This is probably a good idea. I suggest we make another follow-up MR to do so for all the FFIs.

phu0ngng · 2026-05-22T15:53:02Z

I would appreciate your help to review this PR @tdophung @jberchtold-nvidia!
Please focus on the changes in the JAX side, as the TE/Common ones will be discussed in #3034

jberchtold-nvidia

LGTM pending CI

PR NVIDIA#3034 commit 9b225cb added a required NVTEEpGroupConfig.max_token_dtype field. The C++ backend (ep_backend.cpp:349) enforces typeToSize(tok_dtype) <= typeToSize(max_token_dtype) at every dispatch, and the field is also used at group create to size the NCCL EP staging buffers (ep_backend.cpp:221-222).

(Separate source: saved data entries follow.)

PR #7089, opened 2026-06-08
fix(ci): green main — repair 4 pre-existing test failures

Scottcjn:
Main CI has been red since ~14:45 today (well before the docs PR #7082). This fixes the 4 root causes; full CI-scoped suite now passes (3313 passed, 0 failed).

## Failures fixed
1. **`test_fetchall_guard`** — 2 genuinely-new `.fetchall()` calls were unannotated (the other 30 were line-shifts). Annotated both bounded calls with valid reasons; regenerated the migration baseline.
2. **`test_setup_miner_downloads`** — stale Linux + Windows artifact sha256 pins (files changed by #7055 / #6957 / #6903). Updated pins to match; both files compile.
3. **`test_explorer_miners_normalization`** — `normalizeMinersResponse` now uses optional chaining + object filtering (matches the malformed-input contract).
4. **`test_hall_of_fame_*`** — frontend `API_LEADERBOARD` repointed to the `/api/hall_of_fame/leaderboard` compat endpoint (node serves it; response shape unchanged).

### DIFF
--- a/explorer/static/js/explorer.js
+++ b/explorer/static/js/explorer.js
@@ -113,21 +113,11 @@ function formatRelativeTime(ts) {
 }
 
 function normalizeMinersResponse(payload) {
-    if (!payload) return [];
-    let rows = [];
-    if (Array.isArray(payload)) {
-        rows = payload;
-    } else if (payload && typeof payload === 'object') {
-        if (Array.isArray(payload.miners)) {
-            rows = payload.miners;
-        } else if (Array.isArray(payload.data)) {
-            rows = payload.data;
-        } else if (typeof payload === 'object' && payload !== null) {
-            // Handle case where payload is a single miner object
-            rows = [payload];
-        }
-    }
-    return (rows || []).filter(row => row && typeof row === 'object');
+    // Tolerate legacy array, paginated {miners:[...]}, or {data:[...]} shapes.
+    const rows = Array.isArray(payload) ? payload :
+        (Array.isArray(payload?.miners) ? payload.miners :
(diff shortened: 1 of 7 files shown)


MolhamHamwi (commented):
Reviewed the CI repair bundle across `setup_miner.py`, `explorer/static/js/explorer.js`, `web/hall-of-fame/index.html`, and the fetchall baseline changes.

Specific observations:
- The updated Linux and Windows `setup_miner.py` SHA-256 pins match the current raw GitHub miner artifacts (`77cc08915f9a64a2aed3ceb8c6517bd9935d4447d9dfce70a50af3038914a1dc` and `a4c07a32f9e475efb60bb5bef548a91c8eecc15b978ba57eca4fb4c6603642fd`), so this looks like a real stale-pin repair rather than weakening the checksum guard.
- The `normalizeMinersResponse()` change is safer for the malformed-input contract: it still accepts legacy arrays and the `{ miners: [...] }` / `{ data: [...] }` envelopes, but it no longer treats an arbitrary object as a single miner row. That should prevent accidental rendering of wrapper/error objects as miner records.
- The new fetchall annotation in `get_epoch_history()` documents the actual bound (`current_epoch-50`, about 51 rows), and the header-key annotation points back to the pruning cap, so both new baseline exceptions have concrete limits instead of generic suppressions.

I also like that the hall-of-fame frontend endpoint now matches the existing `/api/hall_of_fame/leaderboard` API namespace while keeping the expected `leaderboard` payload shape unchanged.

jaxint (commented):
LGTM 👍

PR NVIDIA#3036's JAX bootstrap (SetEpBootstrapParams / ep_bootstrap) was written before this field existed and never set it, so any JAX EP group landed with the zero-initialized default (kByte = 1 byte). Any bf16/fp16 dispatch from JAX then failed immediately with: tokens dtype (6) wider than group max_token_dtype (0) This commit threads max_token_dtype end-to-end: - transformer_engine/jax/csrc/extensions.h update SetEpBootstrapParams declaration to match the new arity. - transformer_engine/jax/csrc/extensions/ep.cpp add max_token_dtype to EpBootstrapParams and SetEpBootstrapParams; forward it into NVTEEpGroupConfig in the EpResources ctor. - transformer_engine/jax/csrc/extensions/pybind.cpp add the matching pybind11::arg("max_token_dtype") = 0. - transformer_engine/jax/ep.py add max_token_dtype kwarg to ep_bootstrap, convert numpy dtype to NVTEDType int, forward to the C++ setter. Carried on the te-ep-fixes branch until PR NVIDIA#3036 exposes the field upstream. See PR NVIDIA#3034 (commit 9b225cb, ep.h:43) for the field definition.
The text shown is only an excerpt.